History of discovery

Iodine was discovered in 1811 by the French chemist Bernard Courtois (1777-1838). One of his first jobs in the early 1800s was to help his father make sodium and potassium compounds (potassium nitrate, KNO3) from seaweed.

Courtois and his father collected seaweed on the coasts of Normandy and Brittany in France. They then burned them and soaked the algae ashes in water to dissolve the sodium and potassium compounds. One day in 1811, Bernard added sulfuric acid and saw violet vapors that condensed, forming crystals with a metallic luster. Courtois guessed that it was a new element, which he named after its color (in Greek, the word "iodes" means "purple").

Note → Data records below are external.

PR #6646, opened 2024-09-12
Catch runtime errors in doc image testing

user27182:
### Overview

Catch runtime errors when comparing images so that the failed test images artifact is populated. This should make resolving this error more easily:
https://github.com/pyvista/pyvista/actions/runs/10815577469/job/30004788411#step:14:207

### DIFF
--- a/tests/doc/tst_doc_images.py
+++ b/tests/doc/tst_doc_images.py
@@ -185,37 +185,35 @@ def _test_both_images_exist(filename, docs_image_path, cached_image_path):
 
 
 def _test_compare_images(test_name, docs_image_path, cached_image_path):
-    docs_image = pv.read(docs_image_path)
-    cached_image = pv.read(cached_image_path)
-
-    # Check if test should fail or warn
     try:
+        docs_image = pv.read(docs_image_path)
+        cached_image = pv.read(cached_image_path)
+
+        # Check if test should fail or warn
         error = pv.compare_images(docs_image, cached_image)
-    except RuntimeError as e:
-        fail_msg = repr(e)
-        warn_msg = None
-    else:
         fail_msg = _check_compare_fail(test_name, error)
         warn_msg = _check_compare_warn(test_name, error)
-
-    if fail_msg:
-        # Check if test case is flaky test
-        if test_name in FLAKY_TEST_CASES:
-            # Compare build image to other known valid versions
-            success_path = _is_false_positive(test_name, docs_image)
-            if success_path:
-                # Convert failure into a warning
-                warn_msg = fail_msg + (
-                    '\nTHIS IS A FLAKY TEST. It initially failed (as above) but passed when '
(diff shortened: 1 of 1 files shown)


tests/doc/tst_doc_images.py
```diff
@@ -145,7 +145,11 @@ def test_docs(test_case: _TestCaseTuple):
         _save_failed_test_image(fail_source)
         pytest.fail(fail_msg)
 
-    warn_msg, fail_msg = _test_compare_images(*test_case)
+    try:
+        warn_msg, fail_msg = _test_compare_images(*test_case)
```
MatthewFlamm, line 149: To me, it would better to have the try block within `_test_compare_images`, but it is a matter of taste.

tests/doc/tst_doc_images.py
```diff
@@ -145,7 +145,11 @@ def test_docs(test_case: _TestCaseTuple):
         _save_failed_test_image(fail_source)
         pytest.fail(fail_msg)
```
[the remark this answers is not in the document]
user27182: Sure, we can put the whole thing in a try..except block to be safe.

tests/doc/tst_doc_images.py
user27182: Ok, I also think is cleaner

tests/doc/tst_doc_images.py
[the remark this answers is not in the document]
user27182: This suggestion is kind of incompatible with this one https://github.com/pyvista/pyvista/pull/6646#discussion_r1756970039

We _could_ add a second try block inside of `_test_both_images_exist`, but the code there is just checking `None` and assigning variables... not really much to try..except for that test

tests/doc/tst_doc_images.py
```diff
@@ -185,31 +185,35 @@ def _test_both_images_exist(filename, docs_image_path, cached_image_path):
...
-                fail_msg += (
-                    '\nTHIS IS A FLAKY TEST. It initially failed (as above) and failed again for '
-                    f'all images in \n\t{Path(FLAKY_IMAGE_DIR, test_name)!s}.'
-                )
+    try:
+        docs_image = pv.read(docs_image_path)
+        cached_image = pv.read(cached_image_path)
+
+        # Check if test should fail or warn
+        error = pv.compare_images(docs_image, cached_image)
```
MatthewFlamm, line 193: Assuming we don't want to necessarily catch this error in other locations, it would be more precise to only wrap the call to `pv.compare_images` in the `try` block, keep the `except` as is and then put the rest of this in an `else:` block.

user27182: There is another call to `compare_images`  later on in `_is_false_positive`.  So, we need to wrap both calls somehow

MatthewFlamm (approved):

tkoyama010 (approved):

Courtois gave a small amount of this substance to Charles-Bernard Desormes and Nicolas Clément, who carried out a systematic investigation. In November 1813 they exhibited iodine at the Imperial Institute in Paris. That this was indeed a new element was proven by Joseph Gay-Lussac and confirmed by Humphry Davy, who sent a report to the Royal Institution in London, which incorrectly assumed that he was the discoverer, a belief that persisted for over 50 years.